| ASSIGNMENT |
Your task is to repeat the entries exactly from their first line through the line with "### Steps to implement", and to stop there.

| RECORDS |
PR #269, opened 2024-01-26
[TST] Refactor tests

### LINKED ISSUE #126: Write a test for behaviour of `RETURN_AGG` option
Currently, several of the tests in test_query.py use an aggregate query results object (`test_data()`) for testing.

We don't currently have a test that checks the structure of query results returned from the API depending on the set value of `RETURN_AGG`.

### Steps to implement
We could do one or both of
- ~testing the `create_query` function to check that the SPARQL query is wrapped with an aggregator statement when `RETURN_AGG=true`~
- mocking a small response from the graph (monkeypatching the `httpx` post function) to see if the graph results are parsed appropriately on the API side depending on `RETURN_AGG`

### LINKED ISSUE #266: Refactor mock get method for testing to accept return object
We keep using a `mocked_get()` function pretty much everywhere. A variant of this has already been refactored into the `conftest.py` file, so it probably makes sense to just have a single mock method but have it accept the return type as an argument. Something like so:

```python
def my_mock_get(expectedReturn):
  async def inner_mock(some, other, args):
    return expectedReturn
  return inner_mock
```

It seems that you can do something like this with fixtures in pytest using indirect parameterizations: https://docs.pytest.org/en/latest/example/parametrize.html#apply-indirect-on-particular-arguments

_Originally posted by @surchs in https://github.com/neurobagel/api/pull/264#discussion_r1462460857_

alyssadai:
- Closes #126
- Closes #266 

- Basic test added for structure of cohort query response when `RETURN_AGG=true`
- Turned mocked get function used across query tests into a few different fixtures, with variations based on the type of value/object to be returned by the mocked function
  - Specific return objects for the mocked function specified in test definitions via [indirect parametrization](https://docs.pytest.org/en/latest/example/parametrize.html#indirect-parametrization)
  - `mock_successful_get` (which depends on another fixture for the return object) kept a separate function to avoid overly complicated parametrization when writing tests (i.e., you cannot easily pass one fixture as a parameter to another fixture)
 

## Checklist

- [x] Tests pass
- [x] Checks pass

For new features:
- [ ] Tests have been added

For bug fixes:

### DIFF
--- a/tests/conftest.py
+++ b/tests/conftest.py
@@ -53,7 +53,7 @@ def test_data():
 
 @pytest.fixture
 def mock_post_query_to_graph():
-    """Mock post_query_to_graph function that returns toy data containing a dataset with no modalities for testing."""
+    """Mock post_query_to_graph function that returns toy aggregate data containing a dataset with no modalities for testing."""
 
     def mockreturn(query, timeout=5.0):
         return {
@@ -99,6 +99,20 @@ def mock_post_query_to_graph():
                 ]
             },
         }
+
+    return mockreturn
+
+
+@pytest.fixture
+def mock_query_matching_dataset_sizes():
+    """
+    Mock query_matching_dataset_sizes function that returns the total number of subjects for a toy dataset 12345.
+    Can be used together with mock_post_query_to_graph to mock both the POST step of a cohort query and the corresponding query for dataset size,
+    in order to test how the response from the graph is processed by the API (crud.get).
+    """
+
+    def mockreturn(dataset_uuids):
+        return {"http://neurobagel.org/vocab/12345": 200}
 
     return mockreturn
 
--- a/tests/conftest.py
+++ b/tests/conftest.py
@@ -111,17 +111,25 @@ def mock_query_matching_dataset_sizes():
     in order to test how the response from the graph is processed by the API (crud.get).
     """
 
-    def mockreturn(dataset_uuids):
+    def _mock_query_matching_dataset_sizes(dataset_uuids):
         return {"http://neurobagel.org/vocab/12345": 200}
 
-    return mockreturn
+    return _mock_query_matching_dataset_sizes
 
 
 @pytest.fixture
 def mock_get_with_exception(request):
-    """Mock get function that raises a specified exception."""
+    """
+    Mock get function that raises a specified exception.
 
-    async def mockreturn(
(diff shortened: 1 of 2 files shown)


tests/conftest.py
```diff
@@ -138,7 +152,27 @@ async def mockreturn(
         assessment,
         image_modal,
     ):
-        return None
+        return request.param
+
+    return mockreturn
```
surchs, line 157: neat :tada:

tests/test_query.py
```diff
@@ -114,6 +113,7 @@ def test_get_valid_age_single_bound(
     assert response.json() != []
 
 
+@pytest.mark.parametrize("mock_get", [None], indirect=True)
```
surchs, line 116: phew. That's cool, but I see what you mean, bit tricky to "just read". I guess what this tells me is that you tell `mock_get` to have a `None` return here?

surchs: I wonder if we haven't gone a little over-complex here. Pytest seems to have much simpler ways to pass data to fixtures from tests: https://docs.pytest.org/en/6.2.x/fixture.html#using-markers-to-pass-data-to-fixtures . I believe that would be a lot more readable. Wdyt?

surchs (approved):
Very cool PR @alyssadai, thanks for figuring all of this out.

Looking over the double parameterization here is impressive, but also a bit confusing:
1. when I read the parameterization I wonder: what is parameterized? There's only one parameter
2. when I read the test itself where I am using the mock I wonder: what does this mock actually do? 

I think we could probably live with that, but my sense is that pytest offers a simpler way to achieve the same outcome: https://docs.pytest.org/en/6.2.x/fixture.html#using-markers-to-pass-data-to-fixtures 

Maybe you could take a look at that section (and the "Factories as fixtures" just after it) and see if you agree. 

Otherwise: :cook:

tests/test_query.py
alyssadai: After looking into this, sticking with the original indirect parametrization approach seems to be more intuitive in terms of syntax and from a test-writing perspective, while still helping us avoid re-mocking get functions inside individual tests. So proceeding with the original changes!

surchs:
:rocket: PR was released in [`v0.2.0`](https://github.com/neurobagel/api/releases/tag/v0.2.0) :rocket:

| RESPONSE TO THE EXERCISE |
PR #269, opened 2024-01-26
[TST] Refactor tests

### LINKED ISSUE #126: Write a test for behaviour of `RETURN_AGG` option
Currently, several of the tests in test_query.py use an aggregate query results object (`test_data()`) for testing.

We don't currently have a test that checks the structure of query results returned from the API depending on the set value of `RETURN_AGG`.

### Steps to implement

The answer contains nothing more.